Couldn't agree more. Nice to see someone talking sense. The "format and reload approach", while occasionally necessary (particularly with rootkits), is often indicative of inexperience, inability or lack of customer focus. No Gunslinger, I don't mean you.

[usacvlr]

My rule is generally if I can tell it's going to take more than 2 hours then it's a reload unless it's a really slow day(which is rare). I cannot see wasting my time to fix something which could just as easily be fixed with a quick reload and restoration of data. Their programs can be reinstalled assuming they have the discs. If they don't then they probably pirated the software and I'm not going to shed too many tears about that considering I write software as well. Essentially I always ask is there any data on this system you care about?

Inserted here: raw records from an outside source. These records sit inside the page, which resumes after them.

PR #85, opened 2015-10-15
Use yargs instead of gulp.env

marco-c:


gulpfile.js
```diff
@@ -54,7 +55,7 @@ gulp.task('serve', function () {
 });
 
 gulp.task('test', function () {
-  return gulp.src(gulp.env.file ? gulp.env.file : 'test/test*.js', {read: false})
+  return gulp.src(argv.file ? argv.file : 'test/test*.js', {read: false})
```
digitarald, line 58: - `file` as argument isn't very descriptive. `test` or `suite` might fit its single use case better.
- use `yargs.option` to set a default for file, like `const argv = yargs.option('s', {alias: 'suite', default: 'test/test*.js'})`

PR #91, opened 2015-10-15
specify repo URL to gh-pages to fix Travis auto-deploy

mykmelez:
This should work, although I haven't tested it yet, since I can't do so easily.


mykmelez:
I pushed a patch update (0.9.1) to npmjs.com with this change and then made https://github.com/mykmelez/test-app-5 use it to auto-deploy, which succeeded: https://travis-ci.org/mykmelez/test-app-5/builds/85642067. So this change does indeed fix the regression.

I prefer the answer No but sometimes if there is data then I just back it up and tell them they'll need to reinstall any software that they have been using. My job is to do whatever it takes to get the system operational again this does not necessarily mean their pirated copy of office 2007 is still going to be on it when I'm done.

[14049752]

Quote:

No Gunslinger, I don't mean you.

I think Gunslinger's approach makes the most sense. If you CAN repair a Windows installation without too much money and time, it's easier on the customer. If there are several hundred viruses, or rootkits, or whatever that should be an automatic reload. It comes down to how much you can trust the system even after it's been cleaned.

When you get right down to it, by using any scanner, you're trusting the program's results. The only thing I trust to get rid of viruses 100% is a format and reload.

[Methical]

Over the time, I've heard alot of people suggest "Just do a system restore and it will get rid of the virus". Not at all; some people don't realise that spyware/adware/malware/viruses can still reside in System Restore files. So once your 100% sure that your system is clean once again, turn off System Restore for all drives; give PC a restart to be sure all are deleted, and enable them again.

[purple_minion]

My ex's brother had a new laptop for school. Said it was running slow so I looked at it. I ran... some AV (it's been 5 years!) or spywareterminator or whatever... and it came back like over 1500 items!!! I'm serious. I think it was closer to 1700 more or less. I was like GOD DAMN! I told him about it and didn't touch it! I felt dirty just looking at it.

Is that a record?

[Methical]

Now thats nasty lol
How long did the scan take? With 1700 results im sure it would've been weighed down alot.. Did you try safe mode? im sure there would've been more then

[purple_minion]

Quote:

Originally Posted by Methical

Now thats nasty lol
How long did the scan take? With 1700 results im sure it would've been weighed down alot.. Did you try safe mode? im sure there would've been more then

Honestly I don't remember. Probably over a long dinner and the wind down. It was so long ago, but I just remember the HUGE number and how I almost crapped myself. Same guy that somehow had a monitor quit working on him that I gave him. Granted I found it out by the dumpster, but I found two others that are still working to this day... it's possible it was a crap one since it was out in the rain, but given his track record I wouldn't put it past him.

EDIT: Same dumpster I found an old iMac that works fine... and the stash of playboy's in a box... they weren't any good so back they went. Also dumpster's are good places to find stuff, uncle found a perfectly good windows AC unit when the college let out. Some things people throw out. Also any idea how much lead were in those 3 monitors... pounds!!!! not good for the landfill.